Inc. Magazine recently reported that between April and September of 2021, more than 15 million workers left their jobs in what is being called The Great Resignation. It’s possible that your organization has been immune to this trend; but whether it has been or not, there are key, practical, timely steps you can be taking right now to reduce or prevent undesirable turnover in your company.
I started using this process in a client location years ago when it was experiencing a 30+% annualized turnover. The client liaison wanted me to help plan and implement cross functional work teams in the location because the locations I worked in inherently experienced lower turnover and higher employee satisfaction. But this location was a mess, and I knew we had to stabilize the turnover situation before trying to implement any large-scale change initiative. The process works just as well in the current environment as it did before the COVID pandemic.
- Find out the real reasons behind the resignations. There is much current expert research available about why we are seeing “The Great Resignation,” and it’s beneficial to read it. But nothing can substitute for finding out the actual reasons your organization is experiencing this challenge.
Exit interviews are not the best place to find out this information. Generally, the information gleaned from the exit interview is too general and too euphemistic. Many employees do not want to burn bridges with their past employers. Some truth may be gleaned from exit interviews, but sometimes not the candor or detail you need.
Gather input from employees about why people are leaving and why others are tempted to. Some organizations use surveys. I have also used face to face interviews; however, the most candid information I have received in turnover reduction work comes from small focus groups. To make these work:
- Make sure no reporting relationships are represented within any focus group.
- Keep the number to 7-9 employees per group.
- These focus groups can be done virtually, but if your employees have returned to the workplace, face to face is best.
- Find an objective party to facilitate these groups. Initially this may be a person from outside your organization. (In my clients, I have facilitated the first round of focus groups, compile the data, etc. but by the second time the focus groups meet when tracking future progress, I help the organization select an internal resource.)
- Keep it simple. Ask the groups to brainstorm one or two questions to uncover reasons why people are leaving.

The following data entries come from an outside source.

Issue #13759, opened 2023-04-19
On asset backfill page, sort assets in topological order


sryza:

sryza:
@clairelin135 - @salazarm asked if we could do this on the backend - what do you think?

clairelin135:
definitely possible--I'll file a PR for this

PR #13808, opened 2023-04-20
Topologically sort assets in asset backfill resolver

clairelin135:
Resolves https://github.com/dagster-io/dagster/issues/13759

Fetches the topological ordering of assets in the asset graph, and returns the targeted partitioned assets in topological order.

Added a test and some additional asset nodes in the graphql repo, not sure how it adds thousands of new lines in the snapshots, but I did at least double check that nothing was unintentionally deleted.

### DIFF
--- a/python_modules/dagster/dagster/_core/execution/asset_backfill.py
+++ b/python_modules/dagster/dagster/_core/execution/asset_backfill.py
@@ -129,6 +129,25 @@ class AssetBackfillData(NamedTuple):
             for asset_key, subset in self.target_subset.partitions_subsets_by_asset_key.items()
         }
 
+    def get_targeted_partitioned_asset_keys_topological_order(self) -> List[AssetKey]:
+        """
+        Returns a topological ordering of partitioned asset keys targeted by the backfill.
+
+        For keys in the same topological level, the order is arbitrary.
+        """
+        toposorted_keys = self.target_subset.asset_graph.toposort_asset_keys()
+
+        targeted_toposorted_keys = []
+        for level_keys in toposorted_keys:
+            for key in level_keys:
+                if (
+                    key in self.target_subset.asset_keys
+                    and self.target_subset.asset_graph.get_partitions_def(key) is not None
+                ):
+                    targeted_toposorted_keys.append(key)
+
+        return targeted_toposorted_keys
+
     def get_partitions_status_counts_by_asset_key(
         self,
     ) -> Mapping[AssetKey, Mapping[BackfillPartitionsStatus, int]]:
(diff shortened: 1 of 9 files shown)


python_modules/dagster/dagster/_core/execution/asset_backfill.py
```diff
@@ -129,6 +129,25 @@ def get_num_targeted_partitions_by_asset_key(self) -> Mapping[AssetKey, int]:
             for asset_key, subset in self.target_subset.partitions_subsets_by_asset_key.items()
         }
 
+    def get_targeted_partitioned_asset_keys_topological_order(self) -> List[AssetKey]:
```
sryza, line 132: Nitpick: prefer `Sequence` over `List`

python_modules/dagster/dagster/_core/execution/asset_backfill.py
```diff
@@ -129,6 +129,25 @@ def get_num_targeted_partitions_by_asset_key(self) -> Mapping[AssetKey, int]:
...
+        """
+        Returns a topological ordering of partitioned asset keys targeted by the backfill.
+
+        For keys in the same topological level, the order is arbitrary.
```
sryza, line 136: Will it be deterministic? Otherwise, things might jump around on refreshes?

python_modules/dagster/dagster/_core/execution/backfill.py
```diff
@@ -127,11 +127,15 @@ def is_valid_serialization(self, workspace: IWorkspace) -> bool:
         else:
             return True
 
-    def get_partitions_status_counts_and_totals_by_asset(
+    def get_partitions_status_counts_and_totals_per_asset(
         self, workspace: IWorkspace
-    ) -> Mapping[AssetKey, Tuple[Mapping[BackfillPartitionsStatus, int], int]]:
+    ) -> Sequence[Tuple[AssetKey, Mapping[BackfillPartitionsStatus, int], int]]:
```
sryza, line 132: In Python 3, dictionaries are actually ordered, so I don't think we need to switch this to a sequence.

python_modules/dagster/dagster/_core/execution/asset_backfill.py
clairelin135: Updated this to sort in alphabetical order for keys on the same level

python_modules/dagster/dagster/_core/execution/backfill.py
clairelin135: ooo this is cool

clairelin135:
@sryza updated per your feedback, I think this is ready for another look!

sryza (approved):

PR #13812, opened 2023-04-20
Pin great_expectations !0.16.8

jmsanders:
The latest great expectations release is causing circular import errors in one of our tests on py3.11. I'm going to pin around it while I run down the source of the issue.


benpankow (approved):
📌

PR #13821, opened 2023-04-20
support allPartitions for pure asset backfills

sryza:
## Summary & Motivation

The backfill graphql mutation has long supported an allPartitions argument that specifies that all partitions of the target job should be included of the backfill.

This argument was not supported for pure asset backfills. This PR adds support for it.

The argument allows requesting a kind of backfill that is not requestable via other parameters: a backfill where root assets have different PartitionsDefinitions.

This is not yet exposed from the UI, but a user wanted to be able to launch graphql requests from a sensor.

## How I Tested These Changes
- GraphQL tests that check that correct backfill object (correct target subset) is created when allPartitions=True is supplied
- Backfill tests that check that backfills with root assets that have different PartitionsDefinitiona can be executed successfully.


prha (approved):
implementation seems sound... can you flesh out the summary / test plan?

sryza:
👍 added details

PR #13830, opened 2023-04-21
Fix multi-asset subsetting logic

OwenKephart:
## Summary & Motivation

Imagine you have a single subsettable multi-asset which produces `top`, `a`, and `b`.  you also have a regular `python` asset, which goes between `a` and `b`:

Screenshot 2023-04-24 at 3 29 22 PM

In order to execute these, you'll need to do one of the following:

- First, run just `a`, then run `python`, then run `top` and `b`
- First, run `a` and `top`, then run `python`, then run just `b`

Either of these are equally valid solutions to the subsetting problem, and in this case our framework happens to choose the second option. However, if we think about the final step (run just  `b`), it should not depend solely on the `python` step. If `top` is being executed in the same run, then `b` needs to wait for both `python` AND `top` to complete.

However, the underlying node that produces `top`, `a`, and `b` does not have an input for `top` for us to plug into. This means that our operational dependency graph was incorrect prior to this PR, as `b` would only depend on `python`.

This PR updates the subsetting logic to create a new node definition with the required inputs for us to plug into. In order to do so, we needed a few spicy changes:

- Previously, if multiple nodes had the same name, we would do a reference equality check when creating the repository data. Now, multiple copies of the same node definition might be produced in different code paths that create these new subset nodes. This required implementing an __eq__ method on OpDefinition.

- Previously, because the underlying node definitions were the same for all subsets of an asset, they could all share the same name. Now, we need to create new names for these subsetted nodes (I went with the ol' md5 hash approach). This in turn required updating tests that happened to rely on the old names.


python_modules/dagster/dagster/_core/definitions/assets.py
```diff
@@ -887,6 +890,37 @@ def with_attributes(
...
+        }.difference(asset_subselection)
+        ins = {}
+
+        input_names_by_key = {v: k for k, v in self.keys_by_input_name.items()}
+        output_names_by_key = {v: k for k, v in self.keys_by_output_name.items()}
+        for input_key in input_keys:
+            input_name = input_names_by_key.get(input_key)
+            if input_name is None:
+                # there is no input existing for this key, meaning this is something that is
+                # traditionally produced within the op, so we create a new input
```
sryza, line 910: "traditionally" -> "produced in the op if it's run without a subset selection"?

PR #13831, opened 2023-04-21
Remove plural `AutoMaterializePolicy`s

johannkm:
Probably not worth a backfill, but I think that 

"  `AutoMaterializePolicy`s  "

looks like a typo and we should just refrain from trying to make it plural

### DIFF
--- a/CHANGES.md
+++ b/CHANGES.md
@@ -18,7 +18,7 @@
 
 ### Core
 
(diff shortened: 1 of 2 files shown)


johannkm:
* master
  * **PR #13831** <a href="https://app.graphite.dev/github/pr/dagster-io/dagster/13831" target="_blank">Graphite</a>  👈

This comment was auto-generated by [Graphite](https://app.graphite.dev/github/pr/dagster-io/dagster/13831?utm_source=stack-comment).

sryza:
I also used this a bunch of places in the docs - do you think we should remove it there too?

erinkcochran87 (approved):

johannkm:
> I also used this a bunch of places in the docs - do you think we should remove it there too?

Do you remember where? I see https://docs.dagster.io/concepts/assets/asset-auto-execution#auto-materialization-and-partitions but the s is inside the code block, I don't mind that as much haha

PR #14608, opened 2023-06-02
Add server_ecs_tags and run_ecs_tags to EcsContainerContext

gibsondan:
Summary:
This PR has two purposes:
- add the ability to set ECS tags on both runs and code servers
- document the general process of adding additional fields to EcsContainerContext so that they can be configured per code location in OSS and cloud.

I'll add comments in the PR that walk through what the various things do and answer any questions, so that while I am out hopefully the process of adding these is distributed across the team.

PR #14903, opened 2023-06-22
Expose repositoryCredentials field for AWS ECS

armandobelardo:
## Summary & Motivation
This allows passing in an ARN for the repositoryCredentials field, which is required by ECS to access container images stored in private repositories (like Github Container Registry).

The relevant AWS docs are here (and linked in the code): https://docs.aws.amazon.com/AmazonECS/latest/userguide/private-auth.html

Additional detail in Slack: https://dagster.slack.com/archives/C01U954MEER/p1687396168338119

## How I Tested These Changes
I'm not sure how to test this, but happy to give it a go with some pointers!


python_modules/libraries/dagster-aws/dagster_aws/ecs/tasks.py
```diff
@@ -62,6 +64,7 @@ def __new__(
             check.str_param(container_name, "container_name"),
             check.opt_sequence_param(command, "command"),
             check.opt_mapping_param(log_configuration, "log_configuration"),
+            check.opt_str_param(repository_secret, "repository_credentials"),
```
jmsanders, line 67:
```suggestion
            check.opt_str_param(repository_credentials, "repository_credentials"),
```

python_modules/libraries/dagster-aws/dagster_aws/ecs/tasks.py
```diff
@@ -96,6 +99,7 @@ def task_definition_dict(self):
                     ({"secrets": self.secrets} if self.secrets else {}),
                     ({"environment": self.environment} if self.environment else {}),
                     ({"mountPoints": self.mount_points} if self.mount_points else {}),
+                    ({"repositoryCredentials": { "credentialsParameter": repository_credentials }} if self.repository_credentials else {}),
```
jmsanders, line 102:
```suggestion
                    ({"repositoryCredentials": { "credentialsParameter": self.repository_credentials }} if self.repository_credentials else {}),
```

python_modules/libraries/dagster-aws/dagster_aws/ecs/launcher.py
```diff
@@ -257,6 +260,16 @@ def config_type(cls):
                     "The container name to use when launching new tasks. Defaults to 'run'."
                 ),
             ),
+            "repository_credentials": Field(
+                StringSource,
+                is_required=False,
+                default_value=None,
```
jmsanders, line 266:
```suggestion
```

I think the type system is having trouble coercing `None` to a string.

python_modules/libraries/dagster-aws/dagster_aws/ecs/tasks.py
```diff
@@ -42,6 +43,7 @@ def __new__(
         container_name: str,
         command: Optional[Sequence[str]],
         log_configuration: Optional[Mapping[str, Any]],
+        repository_credentials: Optional[str],
```
jmsanders, line 46:
```suggestion
        repository_credentials: Optional[str]=None,
```

Also, you might want to rearrange the order (maybe sticking it at the bottom?) throughout the call stack.

What's happening here is that named tuple's parameter is being type annotated as an optional string, but no default is ever set.

```
>>> from typing import Optional
>>> def foo(bar: Optional[str]):
...     return bar
... 
>>> foo()
TypeError: foo() missing 1 required positional argument: 'bar'
>>> def foo(bar: Optional[str] = None):
...     return bar
... 
>>> foo()
>>> 
```

python_modules/libraries/dagster-aws/dagster_aws/ecs/tasks.py
```diff
@@ -16,6 +16,7 @@ class DagsterEcsTaskDefinitionConfig(
             ("container_name", str),
             ("command", Optional[Sequence[str]]),
             ("log_configuration", Optional[Mapping[str, Any]]),
+            ("repository_credentials", Optional[str]),
```
jmsanders, line 19: These changes will allow you to set the repository credentials at the instance level (for example, in your dagster.yaml). That means every code location will receive the same repository credentials.

If you also thread these through to the "container context," you'll be able to see these at a code location level as well. [This PR is probably our best documentation at the moment for how to make such a change.](https://github.com/dagster-io/dagster/pull/14608)

jmsanders (changes requested):
Thanks! This generally looks good. I commented with a few fixes that I found by running our existing test suite and a suggestion for how to extend this further to allow varying these credentials per code location.

https://docs.dagster.io/community/contributing includes directions for getting your environment set up for testing. But because this is a narrowly scoped change, you might find that setup to be a bit heavy handed. Instead, I think the following should be sufficient to run the relevant tests:

```
pip install 'tox==3.25.0'
python_modules/libraries/dagster-aws/
tox -- -k ecs_tests
```

These tests run against a local mock of ECS. That mock uses [botocore's stubber](https://botocore.amazonaws.com/v1/documentation/api/latest/reference/stubber.html) to ensure that calls to the actual ECS API are valid.

Historically, when we've extended our ECS code in similar ways ([like when we added volumes and mount points](https://github.com/dagster-io/dagster/pull/13409/files#diff-83428dfde55d54583a7e6470d4f59378558e53d2ddce1143f98d02f7f7fd0b67)), we've also extended the existing tests to pass in the new parameter and assert that it gets set as expected.

We don't run any integration tests on this particular code but I'd recommend once you feel like your changes are sufficient, you run it on one of your own deployments and confirm that you can pull from your third-party repository.

armandobelardo:
Changes made and tests pass, thank you for the detailed review and tips, they were extremely extremely helpful!
Going to deploy and make sure it works pulling my credentials for real now

jmsanders:
This is looking pretty good AFAICT. I'm going to make the accompanying changes for dagster cloud and some integration tests we have there should flex this behavior against a hybrid ECS agent.

jmsanders:
Thanks!

PR #14910, opened 2023-06-22
[instigators] refresh request_context during submissions

alangenfeld:
## How I Tested These Changes

added tests for sensors and schedules that failed before these changes

### DIFF
--- a/python_modules/dagster/dagster/_daemon/sensor.py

- As employees brainstorm these reasons, the skilled facilitator needs to make sure it does not become a complaining session and ask effective “tell me more” questions to guide discussion and tease out the real information behind the initial general information and accusations employees provide. (I can usually do one of these focus group sessions in 20 minutes or so, take a few minutes to record everything, and the go on to the next group. Getting input from all employees regardless of shift, is very important.)
- Compile the data, using a frequency distribution. It provides a sense of which issues are perceived to be most prevalent in your organization.
- Evaluate the data against a proven model. I use Hertzberg’s Theory of Motivation.
- Create a plan. One large client organization conducted off-sites, location by location, with the entire location management complement. In addressing employee input, classify each piece if input using the categories in the model. Then develop plans for reducing or eliminating the “demotivators” first. Save the “motivators” for later. I admit, this is opposite to what many consultants recommend, but if you want to good results quickly, you need to first address the things that are demotivating employees and driving them away. In your planning, you may want to correct “low-hanging fruit issues” first to demonstrate your seriousness with this effort. In the current environment, you may uncover some of the following issues: employee burnout, lack of work flexibility, lack of equity in return to work plans.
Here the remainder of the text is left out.